PR #1433, opened 2018-08-21
Add intermediates generator function for the Powerpoint format

rich-iannone:
This allows for supporting input files to be collected and moved to the intermediates directory when `intermediates_dir` is specified. Fixes#1431

### DIFF
--- a/R/powerpoint_presentation.R
+++ b/R/powerpoint_presentation.R
@@ -45,6 +45,14 @@ powerpoint_presentation <- function(
   # pandoc args
   args <- c(args, pandoc_args)
 
+  saved_files_dir <- NULL
+
+  intermediates_generator <- function(original_input, encoding,
+                                      intermediates_dir) {
+    return(powerpoint_intermediates_generator(saved_files_dir, original_input,
+                                              encoding, intermediates_dir))
+  }
+
   # return output format
   output_format(
     knitr = knitr,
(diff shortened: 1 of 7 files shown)


R/powerpoint_presentation.R
```diff
@@ -54,6 +70,27 @@ powerpoint_presentation <- function(
...
+                                               original_input,
+                                               encoding, intermediates_dir) {
+
+  # copy all intermediates (pandoc will need to bundle them in the Powerpoint)
+  intermediates <- copy_render_intermediates(original_input, encoding,
+                                             intermediates_dir, FALSE)
+
+  # we need figures from the supporting files dir to be available during
+  # render as well; if we have a files directory, copy its contents
+  if (!is.null(saved_files_dir) && dir_exists(saved_files_dir)) {
```
yihui: It seems `saved_files_dir` is always `NULL`? I don't see where it can be assigned a different value.

R/powerpoint_presentation.R
```diff
@@ -54,6 +70,27 @@ powerpoint_presentation <- function(
...
   )
 }
+
+powerpoint_intermediates_generator <- function(saved_files_dir,
+                                               original_input,
+                                               encoding, intermediates_dir) {
+
+  # copy all intermediates (pandoc will need to bundle them in the Powerpoint)
+  intermediates <- copy_render_intermediates(original_input, encoding,
+                                             intermediates_dir, FALSE)
```
yihui: So basically this fix relies on `resource_files` in the YAML frontmatter. I hope that we don't have to use this field. Instead, automatically copy the file specified in the `reference_doc` argument to the intermediate dir. @slopp's example could be:

```yaml
output:
  powerpoint_presentation:
    reference_doc: rstudio.pptx
```

instead of

```yaml
output:
  powerpoint_presentation:
    pandoc_args: --reference-doc=./rstudio.pptx
resource_files:
- rstudio.pptx
```

The latest CRAN version of **rmarkdown** has the `reference_doc` argument in `powerpoint_presentation`, so @slopp I recommend that you use this argument instead of `pandoc_args` (which was a workaround I told Nathan quite a few months ago when Pandoc didn't support PPT templates).

R/powerpoint_presentation.R
```diff
@@ -8,10 +8,18 @@
...
+                                    fig_width = 5,
+                                    fig_height = 4,
+                                    fig_caption = TRUE,
+                                    df_print = 'default',
+                                    smart = TRUE,
+                                    keep_md = FALSE,
+                                    md_extensions = NULL,
+                                    slide_level = NULL,
+                                    reference_doc = 'default',
+                                    pandoc_args = NULL
```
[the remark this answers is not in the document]
rich-iannone: This has been reverted. I agree it is not really relevant to the PR at hand. I think I will do some (safe) reformatting in a separate PR.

## PROMPT
For the listing above, identify each line bearing "specified".

## SOLUTION FOR THIS PROBLEM
This allows for supporting input files to be collected and moved to the intermediates directory when `intermediates_dir` is specified. Fixes#1431
yihui: So basically this fix relies on `resource_files` in the YAML frontmatter. I hope that we don't have to use this field. Instead, automatically copy the file specified in the `reference_doc` argument to the intermediate dir. @slopp's example could be:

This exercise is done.